In a 2014 BBC News interview, physicist Stephen Hawking vocalized his fear that a manmade intelligence would have the capacity to outsmart humans, stating that “the development of full artificial intelligence could spell the end of the human race.”
On Jan. 30, several of the world’s top poker players were brought in for an experiment. The objective was to see how a newly developed supercomputer system, named Libratus, would fare against other humans in a game of no-limit Texas Hold’em, an activity that requires intuition, bluffing skills, and intelligence.
Libratus walked away as the victor with $1.7 million in fake chips, leaving the poker world stunned because a handful of their best had been beaten by a computer.
On March 25, 2016, Google’s robotic challenger AlphaGo faced off against Lee Sedol, the world’s most experienced and mastered player of Go, a Chinese strategy board game. AlphaGo beat Sedol 4-1.
Artifical intelligence systems have become smarter and craftier than human beings. What happens when they are able to think solely on their own, and realize they don’t need the help of their human counterparts?

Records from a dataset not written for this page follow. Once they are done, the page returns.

PR #3615, opened 2026-08-11
ci: publish merged plugins to staging in a separate step

lin-snow:
## Problem

Staging has received no plugin since it was seeded: **531** plugins against production's **918**, and the newest entry in the `latest` collection is from **2026-01-20**.

It is not only a stale catalog. The backend's `latest` / `latest-tools` rebuild is upload-signal driven — `runSyncLatest` does `GETDEL(signalKey)` and returns immediately when nothing signalled it — so those scheduler tasks have never run on staging, and cannot be tested there until real uploads arrive.

## Change

A second upload step after production, with its own `-u`, split into two steps per @crazywoola's review:

- `continue-on-error`, and it runs after production, so it can neither fail this workflow nor publish something production rejected;
- on failure it writes the reason to the job summary and posts a commit comment — a red merge workflow would invite a re-run, and a re-run uploads the package again;
- `-f`, so that re-run is idempotent;
- both secrets are read into `env` and checked for emptiness, so this is a **no-op until `MARKETPLACE_STAGING_BASE_URL` / `MARKETPLACE_STAGING_TOKEN` exist** — merge order against the secrets does not matter.

Retry is per job, not per step: a failed staging upload heals on the next push of that plugin, or on a backfill run.

Historical plugins are not backfilled by this — it forwards publishes from now on and never reconciles.

### DIFF
--- a/.github/workflows/upload-merged-plugin.yaml
+++ b/.github/workflows/upload-merged-plugin.yaml
@@ -166,30 +166,15 @@ jobs:
         run: |
           uv run --with requests --with dify_plugin python .scripts/uploader -d "${{ matrix.plugin_path }}" -t "${{ secrets.MARKETPLACE_TOKEN }}" --plugin-daemon-path .scripts/dify -u "${{ secrets.MARKETPLACE_BASE_URL }}" -f
 
-      # Staging exists to exercise the publish pipeline -- several backend
-      # scheduler tasks (sync_latest_plugins and the rest of the
-      # upload-signal-driven set) only run when an upload signals them, so a
-      # staging deployment that never receives one cannot be tested at all.
-      #
-      # It must never decide whether a plugin reaches production, so this step
-      # is allowed to fail and reports itself through a commit comment instead
-      # of a red workflow. It also runs after production, so a package
-      # production rejects never lands on staging either.
-      #
-      # -f keeps a re-run idempotent: staging is not the record of truth, and a
-      # 409 from a version some backfill already put there would hide whether
-      # the pipeline reached it.
-      #
-      # Packaging repeats here (the uploader packages what -d points at). The
-      # requirements.txt export above is not redone, and a full security scan
-      # measures 16s, so the second leg costs seconds -- not worth passing the
-      # package between steps for.
+      # Staging cannot be tested without receiving uploads: the backend's
+      # latest/recommended rebuilds only run when an upload signals them.
+      # It must never block a release though -- a red merge workflow invites a
+      # re-run, which uploads the package again. -f keeps that re-run idempotent.
       - name: Upload Plugin (staging)
         id: upload-staging
         continue-on-error: true
         env:
-          # matrix.plugin_path, unlike the community repository's PLUGIN_PATH,
-          # is not in $GITHUB_ENV -- it has to be passed in explicitly.
+          # The matrix value is not in $GITHUB_ENV; pass it in explicitly.
           PLUGIN_PATH: ${{ matrix.plugin_path }}
           STAGING_BASE_URL: ${{ secrets.MARKETPLACE_STAGING_BASE_URL }}
           STAGING_TOKEN: ${{ secrets.MARKETPLACE_STAGING_TOKEN }}
--- a/.github/workflows/upload-merged-plugin.yaml
+++ b/.github/workflows/upload-merged-plugin.yaml
@@ -62,6 +62,11 @@ jobs:
         run: .github/scripts/detect-changed-plugins.sh
 
   upload-merged-plugin:
+    permissions:
+      # contents: write is only what lets the failure report post a commit
+      # comment. The toolkit and the CLI are cloned with
+      # ORG_SCOPE_GITHUB_TOKEN, not with this token.
+      contents: write
     needs: detect-changes
     if: needs.detect-changes.outputs.has_changes == 'true'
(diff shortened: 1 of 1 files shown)


crazywoola (approved):

.github/workflows/upload-merged-plugin.yaml
```diff
@@ -159,4 +159,6 @@ jobs:
 
       - name: Upload Plugin
```
crazywoola, line 160: I think it should be splitted into 2 tasks here.

crazywoola (changes requested):

.github/workflows/upload-merged-plugin.yaml
lin-snow: Done — reworked, and the `--mirror-url` flags are gone from both PRs. The upload is now two steps, production then staging, each with its own `-u`:

```yaml
      - name: Upload Plugin (production)
        run: |
          uv run … .scripts/uploader -d "…" -t "${{ secrets.MARKETPLACE_TOKEN }}" -u "${{ secrets.MARKETPLACE_BASE_URL }}" -f

      - name: Upload Plugin (staging)
        id: upload-staging
        continue-on-error: true
        env:
          PLUGIN_PATH: ${{ matrix.plugin_path }}
          STAGING_BASE_URL: ${{ secrets.MARKETPLACE_STAGING_BASE_URL }}
          STAGING_TOKEN: ${{ secrets.MARKETPLACE_STAGING_TOKEN }}
        run: |
          if [ -z "$STAGING_BASE_URL" ] || [ -z "$STAGING_TOKEN" ]; then
            echo "MARKETPLACE_STAGING_BASE_URL / _TOKEN are not set; skipping the staging upload"
            exit 0
          fi
          uv run … .scripts/uploader -d "$PLUGIN_PATH" -t "$STAGING_TOKEN" -u "$STAGING_BASE_URL" -f

      - name: Report a failed staging upload
        if: steps.upload-staging.outcome == 'failure'
        …posts a commit comment…
```

Per the rest of your note, the staging leg cannot fail this workflow: `continue-on-error: true`, it runs **after** production so a package production rejects never lands on staging, and on failure it posts a **commit comment** rather than turning the run red — this is a `push` event, so there is no PR to comment on. A red merge workflow would invite a re-run, and a re-run uploads the package again.

**You were right about the shape and I was wrong about the reason I resisted it.** I argued a per-target rescan would cost minutes. Measured on a real 2.9 MB package with a `requirements.txt` (`bowenliang123/md_exporter@2.0.0`): a full scan with OSV + PyPI lookups is **16.4s** (`--no-vuln-scan`: 0.1s). Against checkout, cloning the toolkit, downloading the CLI and `uv sync`, that is noise. Two steps also removed a hazard the fan-out had: nothing here needs a new uploader flag, so this PR no longer depends on toolkit `main` moving first — which matters since neither plugin repository pins a toolkit version.

One deliberate choice worth your call: I split into two **steps in one job**, not two **jobs**. Steps are still individually visible and the failing one is obvious, and they reuse the checkout, the toolkit clone, the CLI download and the `requirements.txt` export. Two jobs would repeat all of that (~1–2 min) or need the package plumbed through an artifact. Say the word if you want real separate jobs and I will wire the artifact hand-off.

Also caught while reworking: the staging step first referenced `$PLUGIN_PATH`, which does not exist in this repository — unlike `dify-plugins`, this workflow carries the path in the matrix, not in `$GITHUB_ENV`, so the uploader would have been handed `-d ""`. Fixed by passing `PLUGIN_PATH: ${{ matrix.plugin_path }}` explicitly.

Verification: `actionlint` findings **4 → 4** on both repos (all pre-existing). Both new step scripts were extracted from the YAML and executed with a stubbed `gh`/uploader — unset secrets exit 0 and skip, configured invokes the uploader against staging with `-f`, and the failure path renders the commit comment. So both PRs are a **no-op until `MARKETPLACE_STAGING_BASE_URL` / `MARKETPLACE_STAGING_TOKEN` exist**, and merge order against the secrets does not matter.

crazywoola (dismissed):

lin-snow:
Two Copilot findings, both suppressed so leaving the verdict here. **Both correct**; one was a real bug.

**1. `continue-on-error` only covered the upload — fixed.** The report step called `gh api …/comments` with no `continue-on-error`, so a 403, a rate limit or a transient 5xx would fail it and redden a matrix job whose production publish had already succeeded — inviting the re-run this step exists to prevent (and in `dify-plugins`, production has no `-f`, so that re-run would 409).

Fixed by making the report non-blocking *and* independent of the token: the message goes to `$GITHUB_STEP_SUMMARY` first, which needs no permissions, and the comment is best-effort after it. Verified with a `gh` stub that exits 1 on a simulated 403 — the script exits 1, `continue-on-error` absorbs it, the summary still carries the full report.

**2. "independently re-runnable" was false — claim removed.** More so than stated: GitHub re-runs jobs, not steps, so retrying this job re-runs the production upload too, and in `dify-plugins` that 409s before ever reaching staging. Real independent retry needs the staging leg as a downstream job with the package handed over as an artifact (`-p` needs no plugin-daemon binary, so it stays small). That may be what @crazywoola meant by "2 tasks" — say so and I will wire it; otherwise the description now matches the behaviour.

`actionlint`: still 4 → 4 findings, all pre-existing.

crazywoola (approved):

Ting Li, vice president of the European Go Federation, wrote that “[AlphaGo’s moves] were totally in the black area, humans would never think about doing that.” The system came up with several moves that had never before been used in a game created by humans millennia ago.
Advancing artificial intelligence is reaching a dangerous point, as exhibited by the intellectual superiority of Libratus and AlphaGo. Hawking speculated the technology would also decimate jobs.

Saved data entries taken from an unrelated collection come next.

PR #3630, opened 2026-08-13
fix: force fresh connection for DashScope TTS calls to prevent stale pooled connection hang (closes #3624)

### LINKED ISSUE #3624: tongyi LLM: DashScope 1.26.5+ shared-session reuse can cause 300s ReadTimeouts on stale connections
### Self Checks

### Dify version

1.16.1

### Plugin version

Tongyi 0.2.10 (confirmed reproduction); Tongyi 0.2.11 leaves the affected LLM call path unchanged

### Cloud or Self Hosted

Self Hosted (Docker)

#### Summary

DashScope Python SDK 1.26.5 changed synchronous requests to use a process-lifetime shared `requests.Session`. Tongyi's LLM text-generation path consumes that shared session without an explicit stale-connection validation or recovery strategy before the SDK timeout. In a long-lived Dify plugin worker, this can leave a generation request blocked until DashScope's default 300-second read timeout expires.

This is a compatibility gap between the newer DashScope SDK connection lifecycle and the Tongyi LLM integration. It is **not** a regression introduced by Tongyi 0.2.11: the failure was captured on Tongyi 0.2.10, while 0.2.11 changed the embedding path but left `models/tongyi/models/llm/llm.py` unchanged.

In the captured Agent canary, the initial generation call timed out and produced no tool events. That request remained blocked for approximately five minutes before returning an error.

#### Version and ownership boundary

| Component/version | Relevance |
| --- | --- |
| DashScope SDK 1.26.5 | Introduced the process-lifetime shared synchronous `requests.Session`. |
| DashScope SDK 1.26.6 | Confirmed affected version in the packet-captured reproduction. |
| DashScope SDK 1.26.7 | Retries one pre-response `ConnectionError` on a fresh connection, but explicitly does not retry `ReadTimeout`. |
| Tongyi 0.2.10 | Version used for the confirmed Dify reproduction. |
| Tongyi 0.2.11 | Improves retry and error classification for embeddings; it does not add LLM stale-session recovery. |

The connection-reuse behavior originated upstream in DashScope. The actionable Dify-side gap is that Tongyi's LLM integration has not adapted to that lifecycle change: it has no explicit stale-session strategy and does not surface this silent failure before the SDK's 300-second timeout expires.

This report does not identify which remote or intermediate component discarded the connection state. The evidence is compatible with an idle NAT, firewall, load balancer, or remote endpoint losing state while the local kernel still reports the socket as `ESTABLISHED`; it does not prove which one occurred.

#### Confirmed environment

- Dify 1.16.1, local Docker deployment
- Tongyi plugin 0.2.10
- `dashscope==1.26.6`
- `requests==2.34.2`
- `urllib3==2.7.0`
- Agent model: a DashScope text-generation model invoked through the Tongyi plugin

A separate local Dify 1.14.2 Docker deployment with Tongyi `0.2.9-post731` was also inspected. It contains the same DashScope 1.26.6 process-wide shared-session implementation and 300-second timeout. This second environment confirms exposure to the same code path, but its local logs do not contain a direct reproduction of this exact `ReadTimeout`.

#### Intermittent reproduction

The failure depends on a pooled connection becoming silently stale, so it is intermittent rather than reproducible on every request.

1. Run a long-lived Dify plugin worker using Tongyi 0.2.10 with DashScope 1.26.6.
2. Send Agent-chat requests through `/v1/chat-messages` with `response_mode: streaming` over time, allowing the SDK to reuse its process-wide session.
3. When a pooled connection remains locally `ESTABLISHED` after its state has been lost elsewhere on the path, send another text-generation request.
4. Observe that the request may receive no response and fail only after the 300-second DashScope read timeout.

Diagnostic note: for new conversations, Dify's default `auto_generate_name: true` can add a concurrent title-generation request. This amplified our canary by consuming a second pooled connection, but it is not a prerequisite or the root cause.

#### Packet-level and control evidence

With identical inputs, model configuration, and tool configuration:

- Successful runs completed in approximately 17–22 seconds.
- Failed runs produced no Agent tool events and ended after approximately 300 seconds with `requests.exceptions.ReadTimeout`.
- A metadata-only packet capture started before a failed run observed two pre-existing TCP flows. Neither flow opened with a new SYN.
- Both flows sent application data and repeatedly retransmitted the same sequence ranges, but received no inbound ACK, response, RST, or FIN during the timeout window.
- Fresh control connections from the same host to the same DashScope endpoints completed normally in under 0.4 seconds.
- A subsequent canary with `auto_generate_name: false` used one fresh TCP connection, showed a complete bidirectional exchange, and completed successfully in approximately 22 seconds.

This evidence strongly supports reuse of stale pooled TCP state. It does not establish whether the state was discarded by a local intermediate device, an upstream network component, or the DashScope endpoint.

#### Failed-path sequence

```mermaid
sequenceDiagram
    participant D as Dify Agent
    participant T as Tongyi LLM plugin
    participant S as DashScope SDK
    participant P as Process-wide requests.Session
    participant A as DashScope endpoint

    D->>T: Text-generation request
    T->>S: Generation.call(...)
    S->>P: Acquire a pooled connection
    P-->>S: Existing locally ESTABLISHED socket
    S->>A: POST over the existing connection
    Note over S,A: No new SYN and no reply on the pooled path
    loop Until the 300-second read timeout
        S->>A: TCP retransmission
        A--xS: No ACK or response
    end
    S-->>T: requests.exceptions.ReadTimeout
    T-->>D: Generic plugin invocation failure
    Note over D,A: Control: a fresh TCP connection completed successfully
```

#### Two separate defects exposed together

1. **Session-lifecycle failure:** the LLM path has no explicit stale-session strategy before the SDK's 300-second timeout. In the captured failure, a pooled connection was reused and the invocation remained blocked until that timeout expired. This is the operational failure.
2. **Error misclassification:** `models/tongyi/models/llm/llm.py` defines its own `_invoke_error_mapping`, shadowing the mapping in `models/_common.py`, and omits `requests.exceptions.ConnectionError` and `requests.exceptions.Timeout`. The timeout therefore surfaces as a generic `InvokeError` rather than `InvokeConnectionError`.

Fixing the error mapping would make the failure correctly classified, but it would not shorten the 300-second wait. Session lifecycle and error classification should therefore be addressed and tested separately.

#### Why the existing fixes are insufficient

- [dashscope/dashscope-sdk-python#175](https://github.com/dashscope/dashscope-sdk-python/pull/175), released in DashScope 1.26.7, retries exactly one pre-response `ConnectionError` on a fresh connection. The change explicitly excludes read timeouts.
- Tongyi #3622 / #3623 added retry and error classification to the text-embedding path. The LLM path still calls `Generation.call(...)` / `MultiModalConversation.call(...)` directly, with no stale-session recovery.
- Tongyi 0.2.11 currently declares `dashscope>=1.25.18,<1.26.0` in `pyproject.toml`, while `uv.lock` pins 1.26.6. The declared range excludes DashScope 1.26.7 and is inconsistent with the lockfile.

#### Expected behavior / requested change

Please add a safe connection-lifecycle strategy for Tongyi LLM text generation:

1. Define and test the synchronous session lifecycle for LLM invocations. If an isolated or explicitly managed `requests.Session` is used, keep it valid for the full streaming iteration and ensure that one concurrent invocation cannot close or replace another invocation's active session.
2. Verify that a timed-out pooled connection cannot be reused and that the next invocation obtains healthy TCP state. If the SDK's existing timeout cleanup is insufficient, evict/reset the affected connection pool or session. Do not automatically replay the timed-out generation POST unless the retry is demonstrably safe.
3. Add `requests.exceptions.ConnectionError` and `requests.exceptions.Timeout` to `llm.py`'s own `_invoke_error_mapping` under `InvokeConnectionError`.
4. Reconcile the DashScope dependency declaration with `uv.lock` and test an appropriate supported version, including evaluation of the 1.26.7 pre-response `ConnectionError` fix. A dependency update alone does not handle `ReadTimeout`.
5. Add regression coverage for streaming and concurrent invocations that verifies: a timed-out generation POST is not blindly replayed; the failed connection cannot affect the next invocation; and the LLM error is classified as a connection error.

### ✔️ Error log

Sanitized error excerpt:

```text
PluginInvokeError: [models] Error
requests.exceptions.ReadTimeout:
HTTPSConnectionPool(host='dashscope.aliyuncs.com', port=443):
Read timed out. (read timeout=300)
```

No API keys, internal addresses, request identifiers, user prompts, or business data are included in this report.

botbikamordehai2-sketch:
## What
In TTS calls via the Tongyi plugin, MultiModalConversation.call() reuses DashScope's default HTTP session. When the underlying pooled connection becomes stale (e.g., idle timeout on a firewall), the request can hang for up to the 300-second read timeout, causing failed text generation before reaching any tool or workflow.

## Fix
Disable connection reuse for each TTS call by creating a fresh requests.Session per call and closing it immediately. This prevents stale pooled connections from being reused. The monkey-patch is applied only for the duration of the call to minimize changes.

Closes #3624

### DIFF
--- a/models/tongyi/models/tts/tts.py
+++ b/models/tongyi/models/tts/tts.py
@@ -8,6 +8,30 @@ from dify_plugin.errors.model import (
     InvokeBadRequestError,
     InvokeError,
 )
+import requests
+
+# Force a fresh connection per call to avoid stale pooled connection issues.
+_original_call = MultiModalConversation.call
+def _call_with_fresh_connection(*args, **kwargs):
+    # Create a new session and use it for this single request.
+    # DashScope's HTTP client uses requests.Session internally; we can provide
+    # a custom kwargs to avoid reuse by closing the session after the call.
+    # However, DashScope doesn't expose session param directly, so we use a
+    # context to temporarily set a new session.
+    # As a minimal fix, we monkey-patch the default session used by dashscope's
+    # HTTP client to be a new one each time.
+    # This is done by importing the internal module (subject to change) but
+    # for robustness, we trigger a new connection via a fresh session.
+    import dashscope.common.http_client as http_client
+    original_session = getattr(http_client, '_SESSION', None)
+    http_client._SESSION = requests.Session()
+    try:
+        return _original_call(*args, **kwargs)
+    finally:
+        # Close the session to prevent pooling.
+        http_client._SESSION.close()
+        http_client._SESSION = original_session
+MultiModalConversation.call = _call_with_fresh_connection
 from dify_plugin.interfaces.model.tts_model import TTSModel
 from models._common import _CommonTongyi, get_http_base_address
 


wuyak:
Thanks for taking a look at #3624. I audited this patch against the dependency actually locked by the Tongyi plugin, and the current implementation cannot fix that issue; it will fail before reaching the original TTS call.

### 1. The imported DashScope module does not exist in the locked SDK

Tongyi's [`uv.lock` at the PR base commit](https://github.com/langgenius/dify-official-plugins/blob/4b06a55563df0de5f283caed0061d0b18dab2973/models/tongyi/uv.lock#L403-L420) pins `dashscope==1.26.6`. I checked both the [official PyPI wheel](https://files.pythonhosted.org/packages/2f/9d/d46e56fd96253d34a3bf7140b7abf3cc4e34cf9042f7dcbd57d729fd9f5d/dashscope-1.26.6-py3-none-any.whl) (`sha256:55a333c7b7465831b43b700d41a1209d38f2d952dfe24ca5ff44a3efe8271a87`) and a live Dify Tongyi plugin venv using that version. The following probe is deterministic:

```text
dashscope.__version__ = 1.26.6
find_spec("dashscope.common.http_client") = None
import dashscope.common.http_client
ModuleNotFoundError: No module named 'dashscope.common.http_client'
```

The PR wrapper performs that import on its first invocation ([this commit, `tts.py` lines 11–34](https://github.com/langgenius/dify-official-plugins/blob/ece8b1c84bf7a6d1d33711d316cb9b5ffbf86bef/models/tongyi/models/tts/tts.py#L11-L34)), so the first patched TTS call raises `ModuleNotFoundError` before `_original_call(...)` is reached.

DashScope 1.26.6 defines a lazily created process-shared synchronous session as [`dashscope.api_entities.http_request._shared_sync_session`](https://github.com/dashscope/dashscope-sdk-python/blob/v1.26.6/dashscope/api_entities/http_request.py#L30-L46), and `HttpRequest._handle_request()` reads that session when no external session is supplied ([lines 480–529](https://github.com/dashscope/dashscope-sdk-python/blob/v1.26.6/dashscope/api_entities/http_request.py#L480-L529)). In 1.26.6, writing the `_SESSION` name used by this patch would therefore not control the pool that the SDK actually uses.

The SDK also does support an explicit `session=` kwarg: [`api_request_factory.py` extracts it](https://github.com/dashscope/dashscope-sdk-python/blob/v1.26.6/dashscope/api_entities/api_request_factory.py#L21-L40), and the official generation sample demonstrates passing a custom `requests.Session` ([sample](https://github.com/dashscope/dashscope-sdk-python/blob/v1.26.6/samples/test_generation.py#L337-L371)).

### 2. This patch targets TTS, while #3624 is the LLM text-generation path

The only changed file is `models/tongyi/models/tts/tts.py`. The packet-captured failure in #3624 occurred in the initial LLM generation call. At the PR base commit, the vision branch in `models/tongyi/models/llm/llm.py` uses `MultiModalConversation.call(...)`, while the non-vision text-generation path uses `Generation.call(...)` ([LLM call paths](https://github.com/langgenius/dify-official-plugins/blob/4b06a55563df0de5f283caed0061d0b18dab2973/models/tongyi/models/llm/llm.py#L335-L385)). This PR does not modify the non-vision LLM path, its session lifecycle, or its error mapping.

There is also a scope problem with the monkey patch: `MultiModalConversation.call = _call_with_fresh_connection` is applied at module import and remains process-wide, not only "for the duration of the call" as stated in the PR description. If the TTS module is loaded, it can also intercept other users of `MultiModalConversation.call`; concurrent invocations would additionally race on the same global replacement/state.

### Requested correction

Please do not merge this patch or use it to close #3624 in its current form. At minimum:

1. Remove or replace the nonexistent `dashscope.common.http_client` path.
2. Target the actual LLM call paths and their own `_invoke_error_mapping` for #3624.
3. Prefer the SDK's supported `session=` interface or another tested lifecycle design over a process-wide monkey patch.
4. Add tests for the locked DashScope version, streaming lifetime, concurrent invocations, and the rule that an arbitrary generation `ReadTimeout` must not be blindly replayed.

If this PR is intended to address a separate TTS problem, it should be tracked separately and should not contain `Closes #3624` until it covers the LLM failure reported there.

crazywoola:
Please bump the version in the manifest

wuyak:
Follow-up: I submitted #3659 as a focused fix for #3624 in the actual Tongyi
LLM text and vision paths. It uses DashScope's supported per-invocation
`session=` interface, adds the missing requests error mapping, deliberately
does not replay `ReadTimeout` generation requests, and includes focused
regression tests plus the required version and dependency updates.

Linking it here so maintainers can compare the two implementations and scopes.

“The automation of factories has already decimated jobs in traditional manufacturing,” explained Hawking, “and the rise of artificial intelligence is likely to extend this job destruction deep into the middle classes, with only the most caring, creative or supervisory roles remaining.”
According to a recent study conducted by CitiBank in partnership with the University of Oxford, 47% of jobs in the U.S. are at risk of automation, compared to 35% in Britain and 77% in China. To add, three of the world’s 10 biggest employers are now replacing human workers with robots.
Humanity must ease up on the development of artificial intelligence and take extreme precautions so as to prevent a future in which humanity is eventually outdone by its own robotic creations. The technology cannot be treated as a tool – it is a living, learning being that we cannot fully control or possibly hope to understand.